_Provided records_:
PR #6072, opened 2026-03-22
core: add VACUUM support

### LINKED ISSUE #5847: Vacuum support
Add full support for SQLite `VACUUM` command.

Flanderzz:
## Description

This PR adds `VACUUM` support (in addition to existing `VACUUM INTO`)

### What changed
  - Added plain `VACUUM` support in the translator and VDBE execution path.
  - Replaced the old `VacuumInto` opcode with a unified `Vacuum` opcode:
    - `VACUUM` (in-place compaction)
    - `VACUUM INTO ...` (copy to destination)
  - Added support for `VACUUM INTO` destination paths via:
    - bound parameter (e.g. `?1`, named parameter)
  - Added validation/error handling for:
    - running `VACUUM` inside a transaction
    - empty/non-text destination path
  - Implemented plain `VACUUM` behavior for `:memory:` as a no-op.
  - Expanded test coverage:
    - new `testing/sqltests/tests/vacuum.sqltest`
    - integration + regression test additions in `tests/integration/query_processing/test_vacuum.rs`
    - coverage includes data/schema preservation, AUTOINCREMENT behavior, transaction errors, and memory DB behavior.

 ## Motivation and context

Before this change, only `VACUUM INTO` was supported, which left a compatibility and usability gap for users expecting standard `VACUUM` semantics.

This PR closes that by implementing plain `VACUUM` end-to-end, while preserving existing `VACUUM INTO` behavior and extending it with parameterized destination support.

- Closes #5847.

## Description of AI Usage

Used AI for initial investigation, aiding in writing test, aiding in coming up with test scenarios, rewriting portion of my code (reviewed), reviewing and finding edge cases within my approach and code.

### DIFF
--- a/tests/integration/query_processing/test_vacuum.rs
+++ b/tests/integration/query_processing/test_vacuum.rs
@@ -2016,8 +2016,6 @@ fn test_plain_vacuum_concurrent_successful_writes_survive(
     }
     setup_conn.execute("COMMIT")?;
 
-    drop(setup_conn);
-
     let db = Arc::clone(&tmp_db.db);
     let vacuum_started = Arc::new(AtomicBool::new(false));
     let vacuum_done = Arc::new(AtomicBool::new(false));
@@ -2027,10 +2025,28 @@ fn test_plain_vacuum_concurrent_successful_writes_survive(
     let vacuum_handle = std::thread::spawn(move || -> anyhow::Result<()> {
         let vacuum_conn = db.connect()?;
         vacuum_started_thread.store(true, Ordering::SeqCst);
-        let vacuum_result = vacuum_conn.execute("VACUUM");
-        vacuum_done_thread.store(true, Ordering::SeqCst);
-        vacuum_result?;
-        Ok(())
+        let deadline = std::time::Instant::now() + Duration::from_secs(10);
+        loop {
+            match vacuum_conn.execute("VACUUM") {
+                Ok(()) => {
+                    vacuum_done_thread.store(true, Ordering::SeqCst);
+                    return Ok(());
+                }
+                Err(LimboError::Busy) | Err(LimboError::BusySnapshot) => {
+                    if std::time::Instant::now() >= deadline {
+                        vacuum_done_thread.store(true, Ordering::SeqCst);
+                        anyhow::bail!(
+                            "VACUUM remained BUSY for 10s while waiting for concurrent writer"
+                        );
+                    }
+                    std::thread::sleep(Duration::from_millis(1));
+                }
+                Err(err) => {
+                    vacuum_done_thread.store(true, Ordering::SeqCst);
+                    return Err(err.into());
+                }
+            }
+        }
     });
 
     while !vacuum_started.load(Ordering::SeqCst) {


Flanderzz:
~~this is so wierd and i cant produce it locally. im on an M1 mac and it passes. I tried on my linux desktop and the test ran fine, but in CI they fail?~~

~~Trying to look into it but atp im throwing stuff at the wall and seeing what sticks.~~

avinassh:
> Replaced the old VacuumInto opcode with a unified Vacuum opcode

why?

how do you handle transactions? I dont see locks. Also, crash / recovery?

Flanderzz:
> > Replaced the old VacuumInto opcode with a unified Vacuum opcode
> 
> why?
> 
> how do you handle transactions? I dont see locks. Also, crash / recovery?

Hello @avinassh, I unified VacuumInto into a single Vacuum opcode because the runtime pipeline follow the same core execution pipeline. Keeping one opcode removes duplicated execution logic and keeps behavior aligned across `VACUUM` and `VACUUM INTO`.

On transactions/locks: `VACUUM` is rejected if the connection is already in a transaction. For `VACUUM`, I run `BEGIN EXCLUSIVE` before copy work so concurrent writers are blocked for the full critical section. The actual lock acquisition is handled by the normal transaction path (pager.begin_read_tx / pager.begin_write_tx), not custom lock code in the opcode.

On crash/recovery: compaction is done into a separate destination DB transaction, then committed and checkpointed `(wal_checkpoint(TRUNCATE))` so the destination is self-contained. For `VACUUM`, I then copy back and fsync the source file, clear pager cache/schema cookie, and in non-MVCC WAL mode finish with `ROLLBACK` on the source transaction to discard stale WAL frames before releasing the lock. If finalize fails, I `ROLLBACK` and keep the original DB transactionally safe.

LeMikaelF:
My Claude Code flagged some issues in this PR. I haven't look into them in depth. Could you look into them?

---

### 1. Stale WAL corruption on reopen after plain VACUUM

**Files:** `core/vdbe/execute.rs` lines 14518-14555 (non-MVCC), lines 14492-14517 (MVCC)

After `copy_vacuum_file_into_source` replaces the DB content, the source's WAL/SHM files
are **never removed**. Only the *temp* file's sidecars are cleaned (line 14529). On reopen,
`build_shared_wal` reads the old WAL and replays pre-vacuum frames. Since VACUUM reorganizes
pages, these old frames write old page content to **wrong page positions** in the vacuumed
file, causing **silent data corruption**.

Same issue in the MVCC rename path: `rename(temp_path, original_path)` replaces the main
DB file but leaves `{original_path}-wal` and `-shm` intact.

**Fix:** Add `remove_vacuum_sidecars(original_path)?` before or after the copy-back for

==

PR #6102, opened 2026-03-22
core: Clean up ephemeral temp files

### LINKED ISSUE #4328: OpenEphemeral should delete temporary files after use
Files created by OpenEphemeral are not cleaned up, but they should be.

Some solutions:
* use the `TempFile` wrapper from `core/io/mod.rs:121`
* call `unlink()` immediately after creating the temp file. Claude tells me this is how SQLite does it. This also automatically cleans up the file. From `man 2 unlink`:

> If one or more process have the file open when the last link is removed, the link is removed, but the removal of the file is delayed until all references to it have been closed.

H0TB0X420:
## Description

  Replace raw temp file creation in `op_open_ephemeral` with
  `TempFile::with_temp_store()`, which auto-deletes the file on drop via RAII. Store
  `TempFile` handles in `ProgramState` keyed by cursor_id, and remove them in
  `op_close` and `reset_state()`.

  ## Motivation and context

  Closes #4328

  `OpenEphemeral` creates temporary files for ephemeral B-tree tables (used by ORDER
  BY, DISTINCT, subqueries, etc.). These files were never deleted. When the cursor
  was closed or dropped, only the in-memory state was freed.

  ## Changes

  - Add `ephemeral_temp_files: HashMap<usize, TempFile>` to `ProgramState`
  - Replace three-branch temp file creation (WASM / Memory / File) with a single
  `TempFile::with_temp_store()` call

--

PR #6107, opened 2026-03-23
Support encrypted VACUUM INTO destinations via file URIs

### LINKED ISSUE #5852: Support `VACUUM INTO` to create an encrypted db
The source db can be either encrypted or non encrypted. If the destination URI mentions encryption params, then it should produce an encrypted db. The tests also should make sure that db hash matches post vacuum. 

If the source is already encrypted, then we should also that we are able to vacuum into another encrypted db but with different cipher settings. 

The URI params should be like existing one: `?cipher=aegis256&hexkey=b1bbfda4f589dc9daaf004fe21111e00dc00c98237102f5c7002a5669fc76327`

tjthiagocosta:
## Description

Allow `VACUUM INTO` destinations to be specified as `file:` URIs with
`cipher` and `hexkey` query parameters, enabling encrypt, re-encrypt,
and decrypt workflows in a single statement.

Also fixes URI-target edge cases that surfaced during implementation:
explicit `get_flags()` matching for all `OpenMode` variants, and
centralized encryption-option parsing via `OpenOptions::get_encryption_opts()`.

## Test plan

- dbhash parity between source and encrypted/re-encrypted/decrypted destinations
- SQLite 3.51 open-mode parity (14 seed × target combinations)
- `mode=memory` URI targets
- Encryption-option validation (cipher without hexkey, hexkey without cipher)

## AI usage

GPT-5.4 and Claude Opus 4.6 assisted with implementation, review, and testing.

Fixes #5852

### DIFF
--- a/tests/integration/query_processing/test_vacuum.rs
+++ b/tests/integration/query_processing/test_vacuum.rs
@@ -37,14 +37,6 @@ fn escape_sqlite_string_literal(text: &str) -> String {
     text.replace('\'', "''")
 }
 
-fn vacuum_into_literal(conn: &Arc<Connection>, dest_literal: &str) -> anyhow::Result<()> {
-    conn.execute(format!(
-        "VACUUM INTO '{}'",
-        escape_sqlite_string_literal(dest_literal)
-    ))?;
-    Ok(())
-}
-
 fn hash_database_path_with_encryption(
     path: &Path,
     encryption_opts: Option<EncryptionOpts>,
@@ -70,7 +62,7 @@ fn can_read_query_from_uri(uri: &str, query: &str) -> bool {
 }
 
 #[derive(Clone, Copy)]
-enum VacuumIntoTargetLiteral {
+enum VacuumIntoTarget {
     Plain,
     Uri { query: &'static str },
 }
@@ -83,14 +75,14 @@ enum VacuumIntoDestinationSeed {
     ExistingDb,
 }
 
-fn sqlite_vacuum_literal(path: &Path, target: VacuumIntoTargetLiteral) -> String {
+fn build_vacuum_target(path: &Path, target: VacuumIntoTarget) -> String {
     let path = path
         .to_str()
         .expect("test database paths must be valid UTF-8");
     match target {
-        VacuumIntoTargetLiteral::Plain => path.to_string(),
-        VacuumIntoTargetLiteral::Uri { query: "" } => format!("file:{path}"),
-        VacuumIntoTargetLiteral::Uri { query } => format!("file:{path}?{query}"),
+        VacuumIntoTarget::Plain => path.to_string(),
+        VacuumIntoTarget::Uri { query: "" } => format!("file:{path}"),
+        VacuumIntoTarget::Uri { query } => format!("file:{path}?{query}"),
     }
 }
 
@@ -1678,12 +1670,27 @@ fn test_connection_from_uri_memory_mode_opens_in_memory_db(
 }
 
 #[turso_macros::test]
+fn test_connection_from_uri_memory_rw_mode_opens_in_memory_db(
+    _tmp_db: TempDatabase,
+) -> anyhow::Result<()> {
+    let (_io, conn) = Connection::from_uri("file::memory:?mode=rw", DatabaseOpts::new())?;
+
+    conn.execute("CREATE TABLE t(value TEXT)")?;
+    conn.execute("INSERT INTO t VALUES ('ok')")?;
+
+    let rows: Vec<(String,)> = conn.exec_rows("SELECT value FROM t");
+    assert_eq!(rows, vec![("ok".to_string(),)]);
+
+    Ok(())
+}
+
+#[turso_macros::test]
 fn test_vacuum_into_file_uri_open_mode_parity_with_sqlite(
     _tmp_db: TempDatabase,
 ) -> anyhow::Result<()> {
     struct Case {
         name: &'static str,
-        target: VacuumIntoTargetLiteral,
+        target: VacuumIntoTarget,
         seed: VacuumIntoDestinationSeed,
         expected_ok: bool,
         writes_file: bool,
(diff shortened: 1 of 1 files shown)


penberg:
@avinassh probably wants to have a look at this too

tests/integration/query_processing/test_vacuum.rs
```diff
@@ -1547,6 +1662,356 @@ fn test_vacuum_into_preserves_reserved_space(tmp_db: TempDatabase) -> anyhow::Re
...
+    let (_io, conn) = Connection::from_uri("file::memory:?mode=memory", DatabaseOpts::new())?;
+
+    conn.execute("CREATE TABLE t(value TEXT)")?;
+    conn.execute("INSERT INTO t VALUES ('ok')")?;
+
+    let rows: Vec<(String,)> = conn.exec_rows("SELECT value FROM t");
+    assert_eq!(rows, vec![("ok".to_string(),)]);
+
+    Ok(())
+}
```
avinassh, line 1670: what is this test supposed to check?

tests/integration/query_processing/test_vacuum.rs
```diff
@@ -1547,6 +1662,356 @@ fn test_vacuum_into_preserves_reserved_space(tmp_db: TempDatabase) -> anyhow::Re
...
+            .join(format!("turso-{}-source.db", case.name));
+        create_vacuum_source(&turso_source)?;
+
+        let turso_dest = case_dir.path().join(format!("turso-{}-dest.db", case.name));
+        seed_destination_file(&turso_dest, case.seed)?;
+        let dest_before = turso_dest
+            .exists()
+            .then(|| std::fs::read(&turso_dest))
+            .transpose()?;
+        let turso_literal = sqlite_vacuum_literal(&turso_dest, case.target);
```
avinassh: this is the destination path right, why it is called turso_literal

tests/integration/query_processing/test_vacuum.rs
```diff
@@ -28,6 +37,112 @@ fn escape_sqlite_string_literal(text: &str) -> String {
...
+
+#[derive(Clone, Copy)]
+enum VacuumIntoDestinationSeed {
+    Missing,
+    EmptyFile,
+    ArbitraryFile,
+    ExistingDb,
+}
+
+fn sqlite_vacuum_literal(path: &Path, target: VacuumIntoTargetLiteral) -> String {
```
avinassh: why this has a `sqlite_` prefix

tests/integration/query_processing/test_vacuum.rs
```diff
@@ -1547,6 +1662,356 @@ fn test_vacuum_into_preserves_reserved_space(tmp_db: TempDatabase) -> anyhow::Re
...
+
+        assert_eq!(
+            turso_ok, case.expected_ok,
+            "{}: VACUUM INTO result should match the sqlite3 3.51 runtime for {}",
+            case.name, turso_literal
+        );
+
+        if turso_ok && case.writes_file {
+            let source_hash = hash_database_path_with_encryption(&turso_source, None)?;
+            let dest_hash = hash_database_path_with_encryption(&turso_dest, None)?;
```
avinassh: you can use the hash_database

_Action item_:
Look through the records above and please copy every line in which the string "frames" occurs.

_Expected answer_:
On crash/recovery: compaction is done into a separate destination DB transaction, then committed and checkpointed `(wal_checkpoint(TRUNCATE))` so the destination is self-contained. For `VACUUM`, I then copy back and fsync the source file, clear pager cache/schema cookie, and in non-MVCC WAL mode finish with `ROLLBACK` on the source transaction to discard stale WAL frames before releasing the lock. If finalize fails, I `ROLLBACK` and keep the original DB transactionally safe.
`build_shared_wal` reads the old WAL and replays pre-vacuum frames. Since VACUUM reorganizes
pages, these old frames write old page content to **wrong page positions** in the vacuumed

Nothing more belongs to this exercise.